Monday, May. 04, 1987

The Wrong Tribe

The British captured South Africa by force of arms, established its parliamentary tradition and civil service, dug out its gold and diamonds and built its roads and factories. Yet for years these onetime conquerors have been little more than a permanent opposition. With a population of 1.5 million compared with 3 million Afrikaners, English-speaking South Africans are a prosperous minority, controlling perhaps 80% of the economy. Why are they so politically powerless?

"The English didn't realize that government was the biggest business in the country," says Helen Suzman, with a touch of exaggeration and a touch of bitterness. Now entering her 34th year as an opposition M.P. (for some of that time the only one), she is among the leaders of the English-speaking minority. Other well-known members tend to pursue different lines of work: Golfer Gary Player, Novelist Nadine Gordimer, Dancer Juliet Prowse, Tennis Player Kevin Curren. "And then the English were just outnumbered by the Afrikaners," Suzman adds, "especially in the civil service."

Harry Oppenheimer, son of the founder of the Anglo American Corp., the gigantic mining, manufacturing and retailing conglomerate that controls about a quarter of the country's wealth, used to take an active part in politics. He sat as a liberal in Parliament and financed the opposition Progressive Federal Party. But his efforts came to nothing. Though the corporations that the English speakers control might be expected to give them considerable political clout, the Afrikaner regime runs the country. When asked to explain the gap between English economic power and political impotence, Anglo American's current chairman Gavin Relly says simply, "We're from the wrong tribe."
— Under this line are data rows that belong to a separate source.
PR #1758, opened 2017-07-07
Set authority for profile install based on install mode

amstone326:
Fixes https://manage.dimagi.com/default.asp?257770. Previously we were blindly setting the resource authority for the Profile to always be local, instead of setting it intelligently based on the install mode being used. Somehow this wasn't causing any issues previously, but in the case of the demo user restore feature, which relies upon application profiles, it was resulting in a far-down-the-chain bug where we were incorrectly trying to contextualize a local relative ref against a remote parent ref, which resulted in installing the suite file from an incorrect URL that did not include the reference for the current application profile

cross-request: https://github.com/dimagi/commcare-core/pull/606


amstone326:

wpride:

wpride:

amstone326:

amstone326:

wpride:

app/src/org/commcare/activities/CommCareSetupActivity.java
```diff
@@ -508,6 +509,11 @@ protected void deliverError(CommCareSetupActivity receiver,
         }
     }
 
+    private int determineAuthorityForInstall() {
+        return lastInstallMode == INSTALL_MODE_OFFLINE ?
```
ctsims: Hm, strictly speaking the authority should be more about the reference connector than the specific method here. You can use the URL install or barcode install to direct to a local file, for instance.

I don't think it's important enough to drag everything out now, but would be worth at least documenting that limitation here as a cue for someone doing a bugfix in the future.

PR #1764, opened 2017-07-14
Fix Case tiles in 2.37 Release

ctsims:
Fixes bugs introduced in:
https://github.com/dimagi/commcare-android/pull/1738

where all case tiles (regardless of inline/persistent/etc) wouldn't attach correctly and come out empty:

pre (all tiles look like this):
image

post:
image

post:
image


wpride:
@ctsims is there a separate PR for master?

ctsims:
@wpride should get addressed in backmerge, 2.37 didn't get released due to this, figuring out plan right now.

Novelist Alan Paton (Cry, the Beloved Country) has elaborated: "We never trekked, we never developed a new language, we were never defeated in war, we never had to pick ourselves out of the dust." Paton, 84, once served as president of the now defunct Liberal Party and feels the Afrikaners' tribal sense outweighed the English fondness for making money and playing golf. "The English here don't want to rule everything and everybody," he says. "Both Afrikaners and English have a love of the country, but the Afrikaner's love is in general more fierce, more emotional, more aggressive. It is his history that has done it to him."

There was a time, after the elections of 1948, when the English speakers tried to resist the Afrikaners' complete political takeover. Some 250,000 mainly English war veterans, bitter about their antagonists' widespread pro- Nazi sympathies, formed a paramilitary organization called the Torch Commando (with Oppenheimer financing) to oppose the Afrikaners. There was even talk of secession in the pre-eminently English-speaking province of Natal in 1953 and again in 1960-61, when the Nationalists declared South Africa a republic and led it out of the Commonwealth. But eventually the English minority fell back on the comfortable tradition of live and let live and returned to making money. That minority still pays 60% of all personal taxes in South Africa and 75% of all corporate taxes.
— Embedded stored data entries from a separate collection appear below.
PR #1766, opened 2017-07-20
Normalize DB Transaction Formats

ctsims:
Many of our DB writes were not using safe transaction formatting.

Most of these are trivial changes, but the HybridFileBackedSqlStorage update should get a deeper look, as its transaction format was very dangerously configured.

### DIFF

The English speakers tend generally to be more liberal than Afrikaners on racial questions. In September 1985 Relly and a cohort of other corporate leaders voyaged to the Zambian capital of Lusaka to confer with Oliver Tambo, the exiled president of the African National Congress. Relly later declared, "All of us at that meeting wanted to see a new coherent society based on demonstrable justice and a court-monitored bill of rights." Murray Hofmeyr, incoming chairman of the Johannesburg Chamber of Commerce, has called on South African business leaders to oppose injustice. And Michael Rosholt, chief executive of Barlow Rand, South Africa's second largest industrial empire, has also appealed to business leaders to support reform.
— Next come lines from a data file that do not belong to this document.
PR #2790, opened 2024-07-18
CCCT-77 || Push Notification Redirection

j13panchal:
## Summary
https://dimagi.atlassian.net/browse/CCCT-77

## Safety Assurance


app/src/org/commcare/activities/DispatchActivity.java
```diff
@@ -17,10 +17,12 @@
 import org.commcare.preferences.DeveloperPreferences;
 import org.commcare.recovery.measures.ExecuteRecoveryMeasuresActivity;
 import org.commcare.recovery.measures.RecoveryMeasuresHelper;
+import org.commcare.util.LogTypes;
```
OrangeAndGreen, line 20: Oops, a couple unnecessary imports here

app/src/org/commcare/services/CommCareFirebaseMessagingService.java
```diff
@@ -28,81 +29,95 @@
...
     public void onMessageReceived(RemoteMessage remoteMessage) {
-        Logger.log(LogTypes.TYPE_FCM, "Message received: " + remoteMessage.getMessageId());
+        Logger.log(LogTypes.TYPE_FCM, "CommCareFirebaseMessagingService Message received: " + remoteMessage.getData());
         Map<String, String> payloadData = remoteMessage.getData();
-        RemoteMessage.Notification payloadNotification = remoteMessage.getNotification();
-
-        if (payloadNotification != null) {
-            showNotification(payloadNotification);
-        }
+//      RemoteMessage.Notification payloadNotification = remoteMessage.getNotification();
```
OrangeAndGreen, line 56: Delete commented code

app/src/org/commcare/services/CommCareFirebaseMessagingService.java
```diff
@@ -28,81 +29,95 @@
...
+            intent.addCategory(Intent.CATEGORY_LAUNCHER);
+        }
+        intent.addFlags(Intent.FLAG_ACTIVITY_CLEAR_TOP | Intent.FLAG_ACTIVITY_SINGLE_TOP | Intent.FLAG_ACTIVITY_NEW_TASK);
 
         PendingIntent contentIntent;
-        if (Build.VERSION.SDK_INT >= Build.VERSION_CODES.M)
-            contentIntent = PendingIntent.getActivity(this, 0, i, PendingIntent.FLAG_IMMUTABLE);
-        else
-            contentIntent = PendingIntent.getActivity(this, 0, i, 0);
+        if (Build.VERSION.SDK_INT >= Build.VERSION_CODES.S) {
```
OrangeAndGreen, line 107: Nit: Code in the if-else can just specify an (int) flags variable, then in one line below:
PendingIntent contentIntent = PendingIntent.getActivity(this, 0, intent,  flags);

app/src/org/commcare/utils/FirebaseMessagingUtil.java
```diff
@@ -11,6 +11,7 @@
 import org.commcare.CommCareApplication;
 import org.commcare.dalvik.BuildConfig;
 import org.commcare.services.FCMMessageData;
+import org.commcare.util.LogTypes;
```
OrangeAndGreen, line 14: Unused, delete

app/src/org/commcare/activities/connect/ConnectActivity.java
```diff
@@ -8,11 +8,27 @@
...
 import org.commcare.android.database.connect.models.ConnectJobRecord;
 import org.commcare.connect.ConnectManager;
+import org.commcare.connect.network.ApiConnect;
+import org.commcare.connect.network.ConnectNetworkHelper;
+import org.commcare.connect.network.IApiCallback;
 import org.commcare.dalvik.R;
 import org.commcare.fragments.connect.ConnectDownloadingFragment;
 import org.commcare.google.services.analytics.FirebaseAnalyticsUtil;
 import org.commcare.tasks.ResourceEngineListener;
+import org.commcare.util.LogTypes;
```
OrangeAndGreen, line 18: Unused, delete

app/src/org/commcare/activities/connect/ConnectActivity.java
```diff
@@ -69,22 +89,82 @@ protected void onCreate(@Nullable Bundle savedInstanceState) {
...
+     * Returns the fragment ID based on the redirection action.
+     * <p>
+     * This method determines which fragment should be displayed based on the value of the redirectionAction.
+     * It maps specific actions to their corresponding fragment IDs.
+     *
+     * @return The ID of the fragment to be displayed.
+     */
+    private int getFragmentId() {
+        int fragmentId;
+        if (redirectionAction.equals("ccc_opportunity_summary_page")) {
```
OrangeAndGreen, line 114: Let's make these strings private static final strings defined for the class (so we only have to type them out once).

app/src/org/commcare/services/CommCareFirebaseMessagingService.java
```diff
@@ -28,81 +29,95 @@
...
+        String notificationTitle = payloadData.get("title");
+        String notificationText = payloadData.get("body");
         NotificationManager mNM = (NotificationManager) getSystemService(NOTIFICATION_SERVICE);
 
-        Intent i = new Intent(this, DispatchActivity.class);
-        i.setAction(Intent.ACTION_MAIN);
-        i.addCategory(Intent.CATEGORY_LAUNCHER);
+        Intent intent;
+
+        if (payloadData.containsKey("action")) {
```
OrangeAndGreen, line 95: Will this code behave correctly for the existing SYNC action that was sent in existing CommCare, i.e. not related to Connect? Need to make sure we aren't passing the SYNC action on to Connect instead of using the default path

app/src/org/commcare/activities/connect/ConnectActivity.java
```diff
@@ -147,4 +232,47 @@ public void startAppValidation() {
...
+    public void getJobDetails() {
+        ApiConnect.getConnectOpportunities(ConnectActivity.this, new IApiCallback() {
+            @Override
+            public void processSuccess(int responseCode, InputStream responseData) {
+                try {
+                    String responseAsString = new String(StreamsUtil.inputStreamToByteArray(responseData));
+                    if (responseAsString.length() > 0) {
+                        //Parse the JSON
+                        JSONArray json = new JSONArray(responseAsString);
+                        List<ConnectJobRecord> jobs = new ArrayList<>(json.length());
```
OrangeAndGreen, line 245: We should save the new jobs list to the DB since we just got the most updated info. See ConnectDatabaseHelper.storeJobs, you can set pruneMissing=true in this case.

app/src/org/commcare/activities/connect/ConnectActivity.java
```diff
@@ -69,22 +89,82 @@ protected void onCreate(@Nullable Bundle savedInstanceState) {
                     .setPopUpTo(navController.getGraph().getStartDestinationId(), true)
                     .build();
             navController.navigate(fragmentId, bundle, options);
+        } else {
```
OrangeAndGreen, line 92: Nit: this can just be:
} else if (redirectionAction != null) {

app/src/org/commcare/activities/connect/ConnectActivity.java
```diff
@@ -147,4 +232,47 @@ public void startAppValidation() {
...
+                        setFragmentRedirection();
+                    }
+                } catch (IOException | JSONException | ParseException e) {
+                    Logger.exception("Parsing return from Opportunities request", e);
+                }
+            }
+
+            @Override
+            public void processFailure(int responseCode, IOException e) {
+                Logger.log("ERROR", String.format(Locale.getDefault(), "Opportunities call failed: %d", responseCode));
```
OrangeAndGreen, line 264: What does the user see when this happens? Thinking they should be taken to the Connect jobs list and somehow shown a message saying there was a problem talking to the server

app/src/org/commcare/activities/connect/ConnectActivity.java
```diff
@@ -69,22 +89,82 @@ protected void onCreate(@Nullable Bundle savedInstanceState) {
...
+     */
+    private void setFragmentRedirection() {
+        int fragmentId = getFragmentId();
+
+        boolean buttons = getIntent().getBooleanExtra("buttons", true);
+        Bundle bundle = new Bundle();
+        bundle.putBoolean("showLaunch", buttons);
+
+        // Set the tab position in the bundle based on the redirection action
+        if (redirectionAction.equals("ccc_delivery_progress")) {
```
OrangeAndGreen, line 143: Reference new constant strings here (see previous comment)

OrangeAndGreen (commented):
I didn't get a chance to setup my debug code so I could test this out today, but reviewed the code and left some comments

app/src/org/commcare/activities/DispatchActivity.java
j13panchal: Removed

app/src/org/commcare/activities/connect/ConnectActivity.java
j13panchal: Removed

app/src/org/commcare/activities/connect/ConnectActivity.java
j13panchal: Done

app/src/org/commcare/activities/connect/ConnectActivity.java
j13panchal: Done

app/src/org/commcare/activities/connect/ConnectActivity.java
j13panchal: Done

app/src/org/commcare/services/CommCareFirebaseMessagingService.java
j13panchal: Done

app/src/org/commcare/utils/FirebaseMessagingUtil.java
j13panchal: Done

app/src/org/commcare/services/CommCareFirebaseMessagingService.java
j13panchal: Removed else if condition. looks like that execute same code for both else if and else

app/src/org/commcare/activities/connect/ConnectActivity.java
j13panchal: Done

app/src/org/commcare/activities/connect/ConnectActivity.java
j13panchal: I set a flag to check if an API call is successful. If the flag indicates success, redirection to targeted fragment occurs; otherwise, it does not. 

Additionally, I display a toast message to indicate errors.

Let me know if you would like any changes.

app/src/org/commcare/services/CommCareFirebaseMessagingService.java
j13panchal: It should work because I didn't change the existing sync logic. I just added a condition: if the payload contains the "action" keyword, it redirects to **ConnectActivity**. Otherwise, it redirects to **DispatchActivity**, as previously set.

app/src/org/commcare/services/CommCareFirebaseMessagingService.java
OrangeAndGreen: Hmm, that doesn't look right. The else-if passed FLAG_IMMUTABLE while the else passed 0, do those result in the same behavior?

But my comment was more about not repeating the code that calls getActivity. Since the only thing that changes in the various if-else cases is the flags, let's just choose the flags in the if-structure, then call PendingIntent.getActivity afterward

j13panchal: is this looks correct ?

`int flags = Build.VERSION.SDK_INT >= Build.VERSION_CODES.S
                ? PendingIntent.FLAG_UPDATE_CURRENT | PendingIntent.FLAG_IMMUTABLE | PendingIntent.FLAG_ONE_SHOT
                : PendingIntent.FLAG_UPDATE_CURRENT | PendingIntent.FLAG_ONE_SHOT;

        PendingIntent contentIntent = PendingIntent.getActivity(this, 0, intent, flags);`

app/src/org/commcare/services/CommCareFirebaseMessagingService.java
OrangeAndGreen: I'm still worried that the SYNC command also uses the 'action' field. Have a look at the constructor for FCMMessageData, which is called just after this function (see lines 62-64). It retrieves this.action from the 'action' field in the payloadData. So wouldn't we then incorrectly route this notification to the ConnectActivity?

app/src/org/commcare/activities/connect/ConnectActivity.java
OrangeAndGreen: Oops! Close, but the current code stores the "jobs" list while it's still blank! The call to storeJobs() needs to happen after the for loop that parsed the JSON into the list

j13panchal: Okay I will set storeJobs() after for the loop

app/src/org/commcare/activities/connect/ConnectActivity.java
OrangeAndGreen: I'll need to test this out to see what the user experience is like. Okay to leave for now.

OrangeAndGreen (commented):
Updated the existing comments with a few additional questions and tweaks.

app/src/org/commcare/activities/connect/ConnectActivity.java
j13panchal: Okay

OrangeAndGreen (approved):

In the wake of bloodshed on both sides of the racial conflict, however, a , number of executives are emphasizing caution. Concerned about the A.N.C.'s endorsement of violence and the substantial number of Communists in its ranks, Oppenheimer said the organization should get "neither moral support nor material support."

Some English speakers are now beginning to give up. South Africa last year suffered a net loss in immigration, with 6,717 more departing than arriving. About 5,000 were highly trained professional and managerial people. Some 5,500 of the emigrants went to Britain and 4,000 to Australia. This exodus of many of the best and brightest is something that South Africa can ill afford.